Copy out each line of the data that contains "OnCrush".

□ □ □ □ □

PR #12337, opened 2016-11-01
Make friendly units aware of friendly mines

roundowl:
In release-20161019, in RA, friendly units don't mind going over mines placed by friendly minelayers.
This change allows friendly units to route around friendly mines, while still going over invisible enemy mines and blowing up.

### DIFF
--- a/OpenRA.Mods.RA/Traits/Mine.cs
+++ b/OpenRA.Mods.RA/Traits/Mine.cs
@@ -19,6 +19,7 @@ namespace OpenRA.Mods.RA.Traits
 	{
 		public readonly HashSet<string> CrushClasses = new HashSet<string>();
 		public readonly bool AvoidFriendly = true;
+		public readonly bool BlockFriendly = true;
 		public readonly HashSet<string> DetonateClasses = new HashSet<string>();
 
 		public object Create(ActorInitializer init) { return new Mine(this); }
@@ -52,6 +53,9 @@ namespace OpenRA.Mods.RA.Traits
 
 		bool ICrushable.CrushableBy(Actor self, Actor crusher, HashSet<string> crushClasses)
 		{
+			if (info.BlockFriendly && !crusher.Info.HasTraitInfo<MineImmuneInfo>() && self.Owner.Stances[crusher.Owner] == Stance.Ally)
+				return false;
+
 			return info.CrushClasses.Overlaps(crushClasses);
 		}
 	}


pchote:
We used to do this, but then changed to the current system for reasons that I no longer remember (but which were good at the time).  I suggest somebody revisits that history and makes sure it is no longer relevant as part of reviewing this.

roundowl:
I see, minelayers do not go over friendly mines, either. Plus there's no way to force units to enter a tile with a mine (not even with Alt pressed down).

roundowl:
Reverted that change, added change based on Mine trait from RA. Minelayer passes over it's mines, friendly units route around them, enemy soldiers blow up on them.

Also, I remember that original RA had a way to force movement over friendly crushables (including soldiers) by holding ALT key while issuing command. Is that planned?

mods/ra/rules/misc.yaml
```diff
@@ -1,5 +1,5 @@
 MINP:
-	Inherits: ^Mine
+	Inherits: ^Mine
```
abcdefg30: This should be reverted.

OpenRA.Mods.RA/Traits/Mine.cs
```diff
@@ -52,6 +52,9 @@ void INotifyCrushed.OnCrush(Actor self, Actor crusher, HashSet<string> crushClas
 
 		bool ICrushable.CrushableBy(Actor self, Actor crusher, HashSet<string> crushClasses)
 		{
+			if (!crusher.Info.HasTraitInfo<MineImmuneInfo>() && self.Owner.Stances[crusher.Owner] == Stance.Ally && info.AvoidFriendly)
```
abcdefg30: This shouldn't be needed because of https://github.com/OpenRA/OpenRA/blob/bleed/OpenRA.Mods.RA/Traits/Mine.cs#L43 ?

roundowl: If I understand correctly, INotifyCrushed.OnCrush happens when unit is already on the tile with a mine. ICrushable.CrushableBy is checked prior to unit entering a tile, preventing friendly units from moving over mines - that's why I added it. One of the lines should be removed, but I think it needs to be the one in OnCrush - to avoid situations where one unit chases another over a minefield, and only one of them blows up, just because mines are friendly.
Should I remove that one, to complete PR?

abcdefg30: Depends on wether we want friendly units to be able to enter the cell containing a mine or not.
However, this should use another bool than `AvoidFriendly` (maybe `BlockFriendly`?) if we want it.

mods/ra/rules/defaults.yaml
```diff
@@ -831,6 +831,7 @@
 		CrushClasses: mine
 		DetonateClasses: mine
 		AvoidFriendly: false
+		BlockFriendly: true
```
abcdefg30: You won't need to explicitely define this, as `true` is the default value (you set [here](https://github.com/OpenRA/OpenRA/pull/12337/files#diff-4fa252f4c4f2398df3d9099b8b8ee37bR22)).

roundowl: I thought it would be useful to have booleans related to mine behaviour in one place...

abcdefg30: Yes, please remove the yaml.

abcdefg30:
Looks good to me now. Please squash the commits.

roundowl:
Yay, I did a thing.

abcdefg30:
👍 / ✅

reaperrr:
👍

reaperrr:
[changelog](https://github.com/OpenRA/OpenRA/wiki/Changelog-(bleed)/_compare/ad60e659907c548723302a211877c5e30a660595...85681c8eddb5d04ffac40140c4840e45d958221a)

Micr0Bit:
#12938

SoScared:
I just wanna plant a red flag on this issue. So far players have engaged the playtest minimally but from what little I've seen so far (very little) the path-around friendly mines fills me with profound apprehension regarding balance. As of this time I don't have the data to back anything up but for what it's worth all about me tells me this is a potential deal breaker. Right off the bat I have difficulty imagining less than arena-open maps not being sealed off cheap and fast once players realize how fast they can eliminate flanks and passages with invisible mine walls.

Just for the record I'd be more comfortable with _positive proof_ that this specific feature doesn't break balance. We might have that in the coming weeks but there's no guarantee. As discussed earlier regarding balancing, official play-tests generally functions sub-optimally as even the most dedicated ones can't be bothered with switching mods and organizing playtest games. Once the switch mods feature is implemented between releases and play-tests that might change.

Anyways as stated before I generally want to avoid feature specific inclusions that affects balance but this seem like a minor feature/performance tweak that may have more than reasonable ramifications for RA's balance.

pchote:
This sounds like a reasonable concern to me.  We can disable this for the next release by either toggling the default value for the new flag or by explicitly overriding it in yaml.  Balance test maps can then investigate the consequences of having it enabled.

□ □ □ □ □

Your response -
@@ -52,6 +52,9 @@ void INotifyCrushed.OnCrush(Actor self, Actor crusher, HashSet<string> crushClas
roundowl: If I understand correctly, INotifyCrushed.OnCrush happens when unit is already on the tile with a mine. ICrushable.CrushableBy is checked prior to unit entering a tile, preventing friendly units from moving over mines - that's why I added it. One of the lines should be removed, but I think it needs to be the one in OnCrush - to avoid situations where one unit chases another over a minefield, and only one of them blows up, just because mines are friendly.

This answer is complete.